▸ PROMPT
Repeat exactly the lines from the start of the records below through the line that contains "when the file", including both.

▸ TASK DATA
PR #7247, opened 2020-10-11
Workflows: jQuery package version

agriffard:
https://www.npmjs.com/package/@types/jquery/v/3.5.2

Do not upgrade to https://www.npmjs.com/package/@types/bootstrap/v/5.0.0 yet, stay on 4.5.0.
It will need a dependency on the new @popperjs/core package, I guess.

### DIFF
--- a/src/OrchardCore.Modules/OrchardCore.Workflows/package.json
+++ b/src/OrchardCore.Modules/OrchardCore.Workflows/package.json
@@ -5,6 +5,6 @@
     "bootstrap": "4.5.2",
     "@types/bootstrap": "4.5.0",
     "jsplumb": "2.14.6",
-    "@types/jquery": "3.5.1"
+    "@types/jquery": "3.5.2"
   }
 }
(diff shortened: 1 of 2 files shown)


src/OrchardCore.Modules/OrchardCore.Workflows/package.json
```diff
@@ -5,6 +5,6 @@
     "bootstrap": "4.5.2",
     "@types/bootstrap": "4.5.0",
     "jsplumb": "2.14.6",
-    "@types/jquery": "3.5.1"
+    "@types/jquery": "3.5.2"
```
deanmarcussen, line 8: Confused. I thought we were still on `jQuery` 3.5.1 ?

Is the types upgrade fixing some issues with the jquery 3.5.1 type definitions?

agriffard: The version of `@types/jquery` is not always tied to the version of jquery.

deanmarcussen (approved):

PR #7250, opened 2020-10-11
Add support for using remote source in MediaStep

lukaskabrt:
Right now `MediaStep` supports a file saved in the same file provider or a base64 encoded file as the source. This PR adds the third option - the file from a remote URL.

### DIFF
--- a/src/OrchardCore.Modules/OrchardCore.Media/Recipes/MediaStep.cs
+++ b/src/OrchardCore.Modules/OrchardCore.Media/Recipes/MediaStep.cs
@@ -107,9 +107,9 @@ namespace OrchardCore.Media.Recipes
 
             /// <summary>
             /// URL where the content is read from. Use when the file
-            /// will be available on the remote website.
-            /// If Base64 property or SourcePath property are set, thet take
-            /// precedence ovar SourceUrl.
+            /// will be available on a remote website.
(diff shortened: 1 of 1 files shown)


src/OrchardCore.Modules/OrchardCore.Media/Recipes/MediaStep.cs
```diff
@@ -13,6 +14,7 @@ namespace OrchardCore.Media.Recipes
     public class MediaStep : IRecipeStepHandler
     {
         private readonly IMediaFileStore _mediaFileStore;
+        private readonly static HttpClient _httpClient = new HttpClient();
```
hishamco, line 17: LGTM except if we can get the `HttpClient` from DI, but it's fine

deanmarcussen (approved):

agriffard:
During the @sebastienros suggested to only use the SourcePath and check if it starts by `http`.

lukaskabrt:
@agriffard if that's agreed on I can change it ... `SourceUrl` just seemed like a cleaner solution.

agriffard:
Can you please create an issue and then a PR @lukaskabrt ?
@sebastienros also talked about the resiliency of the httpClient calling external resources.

▸ WRITTEN RESPONSE
PR #7247, opened 2020-10-11
Workflows: jQuery package version

agriffard:
https://www.npmjs.com/package/@types/jquery/v/3.5.2

Do not upgrade to https://www.npmjs.com/package/@types/bootstrap/v/5.0.0 yet, stay on 4.5.0.
It will need a dependency on the new @popperjs/core package, I guess.

### DIFF
--- a/src/OrchardCore.Modules/OrchardCore.Workflows/package.json
+++ b/src/OrchardCore.Modules/OrchardCore.Workflows/package.json
@@ -5,6 +5,6 @@
     "bootstrap": "4.5.2",
     "@types/bootstrap": "4.5.0",
     "jsplumb": "2.14.6",
-    "@types/jquery": "3.5.1"
+    "@types/jquery": "3.5.2"
   }
 }
(diff shortened: 1 of 2 files shown)


src/OrchardCore.Modules/OrchardCore.Workflows/package.json
```diff
@@ -5,6 +5,6 @@
     "bootstrap": "4.5.2",
     "@types/bootstrap": "4.5.0",
     "jsplumb": "2.14.6",
-    "@types/jquery": "3.5.1"
+    "@types/jquery": "3.5.2"
```
deanmarcussen, line 8: Confused. I thought we were still on `jQuery` 3.5.1 ?

Is the types upgrade fixing some issues with the jquery 3.5.1 type definitions?

agriffard: The version of `@types/jquery` is not always tied to the version of jquery.

deanmarcussen (approved):

PR #7250, opened 2020-10-11
Add support for using remote source in MediaStep

lukaskabrt:
Right now `MediaStep` supports a file saved in the same file provider or a base64 encoded file as the source. This PR adds the third option - the file from a remote URL.

### DIFF
--- a/src/OrchardCore.Modules/OrchardCore.Media/Recipes/MediaStep.cs
+++ b/src/OrchardCore.Modules/OrchardCore.Media/Recipes/MediaStep.cs
@@ -107,9 +107,9 @@ namespace OrchardCore.Media.Recipes
 
             /// <summary>
             /// URL where the content is read from. Use when the file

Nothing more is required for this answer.